Das Haus in der Löwengasse (German Edition)
Empört starrte er sie an.
Annette Reuther trat zu ihm und legte ihm eine Hand auf den Arm. «Das Mädchen ist ein wahrer Glücksgriff. Obgleich ich auf den ersten Blick nicht gedacht hätte, dass sie einen solchen Schneid besitzt.»
«Schneid?»
«Wer sich traut, auch nur in deine Nähe zu kommen, wenn du derart schlechte Laune hast, verdient die höchste Achtung. Wer es dann noch wagt, dir zu widersprechen, tut wahrhaft Heldenhaftes.» Annette lachte. «Dein Vater war genauso wie du. Wenn ich ihn nicht hin und wieder an seine Manieren erinnert hätte, wären wir heute eine Familie von Wilden.» Sie hielt inne und drückte seinen Arm. «Fräulein Schmitz hat recht, weißt du. Was da passiert ist, ist schlimm – du kannst es aber heute nicht mehr ändern oder geraderücken. Verzeih, dass ich gelauscht habe, aber das war ohnehin nicht weiter schwierig bei der Lautstärke, in der du das Mädchen angebrüllt hast.
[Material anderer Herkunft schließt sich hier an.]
PR #524, opened 2026-08-31
Stop leaked layout samplers between debugger tests

ericwinger:
## The failure

`main`'s post-merge Health Check failed on `windows-latest 3.7.2` after #481 merged:

```
FAIL src/__tests__/debuggerPanel.test.ts > DebuggerPanel > reuses the first
debugger's column pair when a second halt opens
AssertionError: expected [ [ 'vscode.getEditorLayout' ], …(1) ] to have a length of 1 but got 2
```

[Failing run](https://github.com/GemTalk/Jasper/actions/runs/33417679086/job/99572198702)

It is not the merge, and not a race in production code. It is a leaked timer in the test fixture.

## Cause

Every `DebuggerPanel` that opens a companion source editor starts a sampler (`startLayoutSampler`):

```ts
this.layoutSampler = setInterval(() => void this.captureSourceRatio(), 2000);
```

Every 2s it calls `vscode.commands.executeCommand('vscode.getEditorLayout')` so a drag of the
panel/source divider is remembered. That interval is cleared in exactly one place — `dispose()`.

The tests never dispose their panels. The `beforeEach` clears the static `panels` registry, but
that only drops the map entries; the panel objects stay alive with their timers still running. Those
timers write to the same `executeCommand` mock the tests count, so a tick landing mid-test inflates
the next `getEditorLayout` assertion.

**Why Windows only:** the interval is 2s. On Linux this file spends ~0.7s in tests, so it never fires
once. The Windows job spent 68.88s in tests, giving it dozens of chances.

**Why it looked like a flake:** `sequence.shuffle` is seeded from `Date.now()`, so every run gets a
different order. The PR run and the merge run were never running the same order, and the same commit
can pass then fail 8 minutes later.

## The change

Turn the samplers off before dropping the registry. Test-only; **production is unaffected**, because
VS Code fires `onDidDispose`, which clears the interval.

## Verification

Leaving production code alone and only shortening the sampler interval — which just gives the leaked
timers more turns on a fast host:

| sampler interval | before | after |
|---|---|---|
| 2000ms (real) | passes on Linux | passes |
| 100ms | neighbouring layout-persistence test fails | passes |
| 50ms | **reproduces the CI failure verbatim** | passes |
| 10ms x 10 seeds | 0/10 pass | **10/10 pass** |

Full suite against a live 3.6.2 stone: **436/436 files, 6859 passed, 0 failed** (plus server 322 and
mcp-server 92).

## One thing worth a reviewer's opinion

This lifts a single line out of `dispose()` rather than calling `dispose()`. I built and tested the
`dispose()` version too — it also passes, but it needs to be sequenced above `vi.clearAllMocks()`
(its `debug.clearStack` call otherwise trips a test that asserts clearStack is never called), and it
fires `void closeEmptyGroups(...)`, a floating promise with its own 2s timer whose tail calls
`tabGroups.close` in a *later* test. 20 assertions in this file watch `tabGroups.close`, three of
them counting exactly — so that version re-introduces the same class of bug, currently harmless only
because `tabGroups.all` is emptied a few lines later.

The tradeoff: what is here starts no new async work and does not depend on line order, but it only
knows about `layoutSampler`. A future timer added to `DebuggerPanel` would start this flaking again.
Happy to add a guard that fails loudly on an unexpected live timer field if that is preferred.


client/src/__tests__/debuggerPanel.test.ts
```diff
@@ -623,9 +623,27 @@ describe('DebuggerPanel', () => {
...
+    // never close theirs. Every one that opened a companion source editor also
+    // left a layout sampler running — a 2s setInterval calling
+    // `vscode.getEditorLayout`, cleared only in dispose() — so stop those first.
+    // On a host slow enough for the interval to fire mid-test (Windows CI, where
+    // this file takes ~70s rather than ~1s) a leaked sampler lands an extra
+    // getEditorLayout on the shared executeCommand mock and inflates whichever
+    // test is counting those calls. Then clear the registry, so a leftover panel
+    // can't hand its carved column pair to the next test's debugger (see
+    // liveDebuggerColumns).
+    const panelRegistry = (DebuggerPanel as unknown as { panels: Map<number, Set<unknown>> })
```
npapagna: **Reuse:** `DebuggerPanel.disposeForSession` (client/src/debuggerPanel.ts:1364-1370) already tears down every panel for a session, clearing `layoutSampler` as a side effect of `dispose()`, and that path is already exercised by an existing test ("disposeForSession disposes every panel created for the session"). This block reimplements the sampler-stopping step inline via a private-field cast instead of calling it. If `dispose()`'s teardown logic changes later, this test-only copy can silently go stale.

That said, I know the PR description already tried the full `dispose()` route and rejected it, since it also fires `closeEmptyGroups`'s floating promise, which pollutes a later test's `tabGroups.close` counts, so a straight swap to `disposeForSession` isn't risk-free either. Flagging for awareness rather than as a drop-in fix.

client/src/__tests__/debuggerPanel.test.ts
```diff
@@ -623,9 +623,27 @@ describe('DebuggerPanel', () => {
...
+      .panels;
+    for (const sessionPanels of panelRegistry.values()) {
+      for (const panel of sessionPanels) {
+        const sampled = panel as { layoutSampler?: ReturnType<typeof setInterval> };
```
npapagna: **Simplification:** the private-internals cast is split across two statements, a registry-level cast to `Set<unknown>` on the outer `panelRegistry`, then a per-iteration `panel as {...}` cast here into `sampled`. Since the real shape is already known, both could collapse into one cast at the point the registry is obtained, e.g. `Map<number, Set<{ layoutSampler?: ReturnType<typeof setInterval> }>>`, removing the intermediate `unknown` typing and this extra binding.

client/src/__tests__/debuggerPanel.test.ts
```diff
@@ -623,9 +623,27 @@ describe('DebuggerPanel', () => {
...
+        if (sampled.layoutSampler) {
```
npapagna: **Simplification:** this `if (sampled.layoutSampler)` guard is unnecessary, both Node's and the DOM's `clearInterval` accept `undefined` as a no-op, and assigning `undefined` to an already-`undefined` field is also a no-op. Unconditional `clearInterval(sampled.layoutSampler); sampled.layoutSampler = undefined;` would behave identically for every panel, including ones that never started a sampler. Not a bug, just avoids implying that clearing an unset timer is unsafe.

npapagna (approved):
Thanks @ericwinger! left a couple of comments.

client/src/__tests__/debuggerPanel.test.ts
ericwinger: Agreed on the staleness risk, and I looked at swapping it in — two things keep it out. `disposeForSession` goes through `panel.dispose()`, which runs the whole teardown including the fire-and-forget `closeEmptyGroups` at debuggerPanel.ts:4675 — the exact pollution the PR description rejected. And it is keyed by one `sessionId`, while this `beforeEach` has to sweep every session left in the registry, so it would need a loop over the keys anyway rather than a one-line swap. Leaving the targeted sampler stop here, with the comment block explaining why it exists.

client/src/__tests__/debuggerPanel.test.ts
ericwinger: Done in 4000ac6f — one cast at the registry (`Map<number, Set<{ layoutSampler?: ReturnType<typeof setInterval> }>>`), and the `sampled` binding is gone.

client/src/__tests__/debuggerPanel.test.ts
ericwinger: Right — dropped in 4000ac6f. It now calls `clearInterval(panel.layoutSampler)` unconditionally, with a short comment noting that clearing an unset timer is a no-op so nobody re-adds the guard. Type-checks clean against client/tsconfig.json.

Eine weniger starke Person wäre allein von deiner Stimme umgeweht worden, mein Lieber. So geht man nicht mit einer Dame um – auch nicht, wenn sie nur eine Angestellte ist. Aber das weißt du selbst.» Wieder drückte sie seinen Arm. «Du warst schon immer von aufbrausender Natur.»
Julius seufzte. «Es tut mir leid, Mutter.»
«Sag das nicht mir, Junge. Mich hast du nicht angebrüllt.»
«Ich bin heute nicht in der Stimmung zum Feiern.»
«Dann täusche es vor. Das bist du zumindest deinen Kindern schuldig, Julius. Wegen mir brauchst du dich nicht anzustrengen, und ich bin sicher, auch Fräulein Schmitz legt keinen Wert darauf. Aber Ricarda und Peter haben das Recht auf ein friedliches und glückliches Weihnachtsfest.» Annette trat einen Schritt zurück und blickte ihn auffordernd an. Als er nicht gleich reagierte, wurde ihre Miene ernst. «Julius, du magst Valentina nicht geliebt haben. Vielleicht fällt es dir deshalb leichter, sie aus deinen Gedanken zu verbannen. Aber die Kinder haben sie geliebt, ganz gleich, was war. Versuch bitte nicht, einen Grund vorzuschieben, der es dir erlaubt, dich in dein Schneckenhaus zurückzuziehen. Du hast dich viel zu lange darin verkrochen. Ist es das wirklich wert?»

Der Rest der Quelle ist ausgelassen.